How to complete this task. Where a line of the records contains the word "nodes", show that line.

Supplied entries.

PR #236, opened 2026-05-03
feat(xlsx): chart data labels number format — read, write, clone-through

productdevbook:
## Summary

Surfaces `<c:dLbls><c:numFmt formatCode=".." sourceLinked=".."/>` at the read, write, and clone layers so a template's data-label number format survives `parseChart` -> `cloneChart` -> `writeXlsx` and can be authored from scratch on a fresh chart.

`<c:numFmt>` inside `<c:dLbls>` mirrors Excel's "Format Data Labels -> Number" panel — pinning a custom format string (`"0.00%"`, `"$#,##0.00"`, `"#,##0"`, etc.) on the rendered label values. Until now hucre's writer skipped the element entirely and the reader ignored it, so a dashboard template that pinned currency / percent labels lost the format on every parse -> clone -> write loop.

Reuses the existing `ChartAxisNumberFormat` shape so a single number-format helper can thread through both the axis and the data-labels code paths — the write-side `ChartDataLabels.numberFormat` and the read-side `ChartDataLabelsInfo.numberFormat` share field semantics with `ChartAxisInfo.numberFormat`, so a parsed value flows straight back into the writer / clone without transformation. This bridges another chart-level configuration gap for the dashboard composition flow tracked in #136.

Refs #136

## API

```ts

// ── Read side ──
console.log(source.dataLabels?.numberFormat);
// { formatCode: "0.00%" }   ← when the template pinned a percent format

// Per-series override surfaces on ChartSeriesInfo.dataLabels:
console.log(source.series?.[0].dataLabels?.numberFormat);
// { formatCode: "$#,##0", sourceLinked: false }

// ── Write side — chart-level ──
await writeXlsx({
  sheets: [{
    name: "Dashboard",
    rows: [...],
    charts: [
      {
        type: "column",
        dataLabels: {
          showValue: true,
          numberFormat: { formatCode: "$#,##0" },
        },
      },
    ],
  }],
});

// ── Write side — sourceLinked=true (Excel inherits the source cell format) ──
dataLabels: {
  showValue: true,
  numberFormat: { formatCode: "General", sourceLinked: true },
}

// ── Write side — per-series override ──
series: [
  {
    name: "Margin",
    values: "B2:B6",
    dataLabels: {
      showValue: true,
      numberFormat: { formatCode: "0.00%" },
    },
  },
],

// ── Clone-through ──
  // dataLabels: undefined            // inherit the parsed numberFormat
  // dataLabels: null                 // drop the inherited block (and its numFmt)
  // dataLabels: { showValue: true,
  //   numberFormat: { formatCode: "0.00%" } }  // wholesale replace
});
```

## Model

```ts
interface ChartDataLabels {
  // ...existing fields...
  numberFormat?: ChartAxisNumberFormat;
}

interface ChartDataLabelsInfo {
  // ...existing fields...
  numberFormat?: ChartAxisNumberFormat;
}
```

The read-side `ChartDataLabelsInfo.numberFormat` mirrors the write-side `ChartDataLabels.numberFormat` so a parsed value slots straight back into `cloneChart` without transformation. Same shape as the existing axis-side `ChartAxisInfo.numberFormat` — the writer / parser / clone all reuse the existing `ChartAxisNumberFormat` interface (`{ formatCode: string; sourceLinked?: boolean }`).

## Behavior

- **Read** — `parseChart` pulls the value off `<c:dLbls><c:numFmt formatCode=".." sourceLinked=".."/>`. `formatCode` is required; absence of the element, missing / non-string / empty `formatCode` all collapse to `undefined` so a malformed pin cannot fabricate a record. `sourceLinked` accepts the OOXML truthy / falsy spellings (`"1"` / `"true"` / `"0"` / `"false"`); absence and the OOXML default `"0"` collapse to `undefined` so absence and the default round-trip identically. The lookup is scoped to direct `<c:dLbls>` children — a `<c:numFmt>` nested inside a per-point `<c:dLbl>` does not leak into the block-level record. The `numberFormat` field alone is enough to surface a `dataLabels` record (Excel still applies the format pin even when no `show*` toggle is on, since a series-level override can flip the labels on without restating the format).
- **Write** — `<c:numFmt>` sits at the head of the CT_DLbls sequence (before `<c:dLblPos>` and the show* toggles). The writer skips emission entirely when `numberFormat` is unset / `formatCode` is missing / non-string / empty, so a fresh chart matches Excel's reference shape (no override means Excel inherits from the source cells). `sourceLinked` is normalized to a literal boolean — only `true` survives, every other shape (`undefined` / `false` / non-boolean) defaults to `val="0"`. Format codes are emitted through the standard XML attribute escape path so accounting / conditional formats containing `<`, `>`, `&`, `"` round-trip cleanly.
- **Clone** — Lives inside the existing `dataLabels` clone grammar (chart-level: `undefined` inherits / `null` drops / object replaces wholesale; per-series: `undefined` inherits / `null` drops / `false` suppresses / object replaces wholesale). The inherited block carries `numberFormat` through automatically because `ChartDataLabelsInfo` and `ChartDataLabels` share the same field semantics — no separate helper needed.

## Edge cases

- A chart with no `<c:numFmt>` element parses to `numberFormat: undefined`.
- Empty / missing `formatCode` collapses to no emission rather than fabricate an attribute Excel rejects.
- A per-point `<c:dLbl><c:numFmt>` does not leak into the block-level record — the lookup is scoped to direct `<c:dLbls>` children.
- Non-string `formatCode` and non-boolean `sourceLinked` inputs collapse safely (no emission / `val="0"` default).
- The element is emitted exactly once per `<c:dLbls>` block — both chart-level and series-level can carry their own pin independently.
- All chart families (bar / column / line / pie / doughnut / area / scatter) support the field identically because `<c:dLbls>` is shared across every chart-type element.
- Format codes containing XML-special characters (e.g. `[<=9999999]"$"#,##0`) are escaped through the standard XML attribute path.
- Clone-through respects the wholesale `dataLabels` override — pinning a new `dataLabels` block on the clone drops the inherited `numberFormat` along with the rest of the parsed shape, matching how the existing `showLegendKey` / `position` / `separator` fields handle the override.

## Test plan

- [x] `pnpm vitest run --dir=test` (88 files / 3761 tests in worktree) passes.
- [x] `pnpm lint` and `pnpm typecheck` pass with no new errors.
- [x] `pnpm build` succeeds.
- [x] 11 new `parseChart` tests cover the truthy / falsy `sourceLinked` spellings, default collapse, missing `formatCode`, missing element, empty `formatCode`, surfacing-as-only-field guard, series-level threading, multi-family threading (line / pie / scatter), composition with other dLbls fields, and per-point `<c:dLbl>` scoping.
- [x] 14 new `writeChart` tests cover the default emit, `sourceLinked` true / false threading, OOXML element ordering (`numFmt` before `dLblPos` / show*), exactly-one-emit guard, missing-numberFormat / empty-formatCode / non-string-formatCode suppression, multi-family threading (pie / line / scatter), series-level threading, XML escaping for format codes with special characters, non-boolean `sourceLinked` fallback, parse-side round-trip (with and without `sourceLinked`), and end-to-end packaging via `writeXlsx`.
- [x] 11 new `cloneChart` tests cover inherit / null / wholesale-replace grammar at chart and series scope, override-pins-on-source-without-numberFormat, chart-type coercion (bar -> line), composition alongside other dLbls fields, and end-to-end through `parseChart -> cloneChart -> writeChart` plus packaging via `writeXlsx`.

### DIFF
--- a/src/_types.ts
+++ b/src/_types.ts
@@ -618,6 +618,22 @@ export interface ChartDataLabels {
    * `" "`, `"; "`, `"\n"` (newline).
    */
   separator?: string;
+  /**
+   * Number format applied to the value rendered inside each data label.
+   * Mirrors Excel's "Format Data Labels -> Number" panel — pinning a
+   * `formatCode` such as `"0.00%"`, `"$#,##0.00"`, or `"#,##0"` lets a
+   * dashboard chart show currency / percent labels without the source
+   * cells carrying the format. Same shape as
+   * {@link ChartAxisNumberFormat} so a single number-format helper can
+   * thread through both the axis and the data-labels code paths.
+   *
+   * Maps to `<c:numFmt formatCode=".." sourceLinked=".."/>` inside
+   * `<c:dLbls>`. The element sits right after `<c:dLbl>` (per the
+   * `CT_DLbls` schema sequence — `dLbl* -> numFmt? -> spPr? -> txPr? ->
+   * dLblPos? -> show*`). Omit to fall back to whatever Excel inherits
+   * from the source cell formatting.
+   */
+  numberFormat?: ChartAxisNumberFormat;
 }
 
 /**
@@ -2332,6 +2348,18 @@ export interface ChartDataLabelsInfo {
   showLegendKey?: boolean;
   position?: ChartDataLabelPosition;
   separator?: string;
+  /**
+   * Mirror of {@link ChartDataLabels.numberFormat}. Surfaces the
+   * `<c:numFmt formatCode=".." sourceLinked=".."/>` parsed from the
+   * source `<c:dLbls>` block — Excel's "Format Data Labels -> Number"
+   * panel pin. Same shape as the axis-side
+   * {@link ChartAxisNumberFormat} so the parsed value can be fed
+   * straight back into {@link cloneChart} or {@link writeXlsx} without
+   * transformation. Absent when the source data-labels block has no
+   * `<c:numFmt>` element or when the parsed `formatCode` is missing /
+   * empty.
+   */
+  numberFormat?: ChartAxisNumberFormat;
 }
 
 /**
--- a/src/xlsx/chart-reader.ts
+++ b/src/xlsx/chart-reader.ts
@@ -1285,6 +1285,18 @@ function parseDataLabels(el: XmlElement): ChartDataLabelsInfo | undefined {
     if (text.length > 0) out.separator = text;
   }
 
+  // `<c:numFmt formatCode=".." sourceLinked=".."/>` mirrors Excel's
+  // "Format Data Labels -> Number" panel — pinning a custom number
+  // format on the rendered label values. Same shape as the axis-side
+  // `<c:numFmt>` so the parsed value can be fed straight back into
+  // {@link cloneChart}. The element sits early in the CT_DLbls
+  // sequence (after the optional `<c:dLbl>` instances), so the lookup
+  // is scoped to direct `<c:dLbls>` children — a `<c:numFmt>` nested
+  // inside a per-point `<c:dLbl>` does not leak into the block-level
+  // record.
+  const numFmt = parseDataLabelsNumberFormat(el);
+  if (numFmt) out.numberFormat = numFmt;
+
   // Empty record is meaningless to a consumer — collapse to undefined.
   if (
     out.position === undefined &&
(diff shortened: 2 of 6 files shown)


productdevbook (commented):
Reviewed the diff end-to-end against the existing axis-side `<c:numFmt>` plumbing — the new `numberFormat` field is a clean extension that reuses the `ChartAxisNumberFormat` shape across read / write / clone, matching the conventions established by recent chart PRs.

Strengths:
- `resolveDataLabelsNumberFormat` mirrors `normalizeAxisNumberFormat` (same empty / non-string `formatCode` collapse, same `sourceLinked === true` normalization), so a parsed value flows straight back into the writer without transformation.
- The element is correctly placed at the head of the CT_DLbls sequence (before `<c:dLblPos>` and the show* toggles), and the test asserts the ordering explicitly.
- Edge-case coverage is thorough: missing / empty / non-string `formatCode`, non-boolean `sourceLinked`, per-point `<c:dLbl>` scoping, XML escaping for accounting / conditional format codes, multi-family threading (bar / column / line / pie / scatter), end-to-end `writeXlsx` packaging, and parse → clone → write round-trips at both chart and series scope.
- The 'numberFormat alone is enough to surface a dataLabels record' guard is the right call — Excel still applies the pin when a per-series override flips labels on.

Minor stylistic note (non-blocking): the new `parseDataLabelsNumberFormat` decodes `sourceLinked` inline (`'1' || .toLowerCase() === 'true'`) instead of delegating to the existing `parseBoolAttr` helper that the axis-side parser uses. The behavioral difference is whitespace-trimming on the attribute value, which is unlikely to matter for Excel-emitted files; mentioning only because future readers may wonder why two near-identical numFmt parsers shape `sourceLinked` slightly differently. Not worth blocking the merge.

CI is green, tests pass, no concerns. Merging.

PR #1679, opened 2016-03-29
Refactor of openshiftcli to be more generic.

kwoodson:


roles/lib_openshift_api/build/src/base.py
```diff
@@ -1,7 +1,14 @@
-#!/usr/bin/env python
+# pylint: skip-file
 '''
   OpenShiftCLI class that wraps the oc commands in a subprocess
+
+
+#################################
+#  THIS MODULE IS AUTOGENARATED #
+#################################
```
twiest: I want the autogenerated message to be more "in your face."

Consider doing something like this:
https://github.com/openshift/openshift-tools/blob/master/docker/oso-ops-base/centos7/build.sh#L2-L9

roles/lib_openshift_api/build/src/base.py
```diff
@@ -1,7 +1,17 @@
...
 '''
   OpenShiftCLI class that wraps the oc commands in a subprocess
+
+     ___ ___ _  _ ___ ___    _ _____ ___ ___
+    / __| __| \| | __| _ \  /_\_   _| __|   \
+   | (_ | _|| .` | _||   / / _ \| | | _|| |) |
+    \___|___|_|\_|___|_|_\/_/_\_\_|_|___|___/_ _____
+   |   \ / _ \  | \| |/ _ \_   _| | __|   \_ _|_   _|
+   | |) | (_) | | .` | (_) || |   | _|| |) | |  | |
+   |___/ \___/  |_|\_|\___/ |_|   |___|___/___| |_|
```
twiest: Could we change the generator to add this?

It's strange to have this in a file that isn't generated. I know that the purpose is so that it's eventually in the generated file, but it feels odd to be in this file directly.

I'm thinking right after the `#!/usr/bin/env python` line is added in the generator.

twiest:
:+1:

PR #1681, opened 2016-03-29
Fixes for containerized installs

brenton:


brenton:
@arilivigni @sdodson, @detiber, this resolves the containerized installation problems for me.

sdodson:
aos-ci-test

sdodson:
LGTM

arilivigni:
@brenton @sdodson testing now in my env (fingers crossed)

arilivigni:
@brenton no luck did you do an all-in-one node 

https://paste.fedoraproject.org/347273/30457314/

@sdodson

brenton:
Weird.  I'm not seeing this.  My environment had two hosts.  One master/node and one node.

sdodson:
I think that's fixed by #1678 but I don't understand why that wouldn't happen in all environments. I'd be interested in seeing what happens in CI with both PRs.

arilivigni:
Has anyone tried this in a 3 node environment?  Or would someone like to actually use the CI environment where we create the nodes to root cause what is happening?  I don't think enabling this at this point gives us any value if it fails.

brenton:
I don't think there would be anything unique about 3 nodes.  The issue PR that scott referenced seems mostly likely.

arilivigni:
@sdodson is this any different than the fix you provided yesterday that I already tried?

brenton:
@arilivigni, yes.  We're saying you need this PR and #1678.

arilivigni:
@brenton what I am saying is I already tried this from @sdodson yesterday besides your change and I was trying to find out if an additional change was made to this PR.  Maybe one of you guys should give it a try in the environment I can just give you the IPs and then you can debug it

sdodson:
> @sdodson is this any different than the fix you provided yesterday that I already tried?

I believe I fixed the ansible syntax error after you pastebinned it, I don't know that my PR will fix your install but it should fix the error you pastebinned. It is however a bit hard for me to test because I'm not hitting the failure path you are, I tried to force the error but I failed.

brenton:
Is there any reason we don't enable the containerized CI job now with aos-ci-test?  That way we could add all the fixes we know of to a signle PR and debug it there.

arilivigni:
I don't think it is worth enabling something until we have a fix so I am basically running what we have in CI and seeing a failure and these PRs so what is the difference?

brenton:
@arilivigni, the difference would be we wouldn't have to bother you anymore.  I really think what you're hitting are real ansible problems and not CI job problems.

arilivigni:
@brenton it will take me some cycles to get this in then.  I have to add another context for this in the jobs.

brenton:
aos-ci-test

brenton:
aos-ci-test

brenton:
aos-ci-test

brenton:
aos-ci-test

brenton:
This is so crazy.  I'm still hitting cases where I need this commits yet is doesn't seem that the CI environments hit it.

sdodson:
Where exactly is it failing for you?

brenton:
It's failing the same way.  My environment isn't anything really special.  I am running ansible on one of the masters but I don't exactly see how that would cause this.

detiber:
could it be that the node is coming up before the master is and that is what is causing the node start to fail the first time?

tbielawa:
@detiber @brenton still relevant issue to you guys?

Solution to this problem.
Has anyone tried this in a 3 node environment?  Or would someone like to actually use the CI environment where we create the nodes to root cause what is happening?  I don't think enabling this at this point gives us any value if it fails.
I don't think there would be anything unique about 3 nodes.  The issue PR that scott referenced seems mostly likely.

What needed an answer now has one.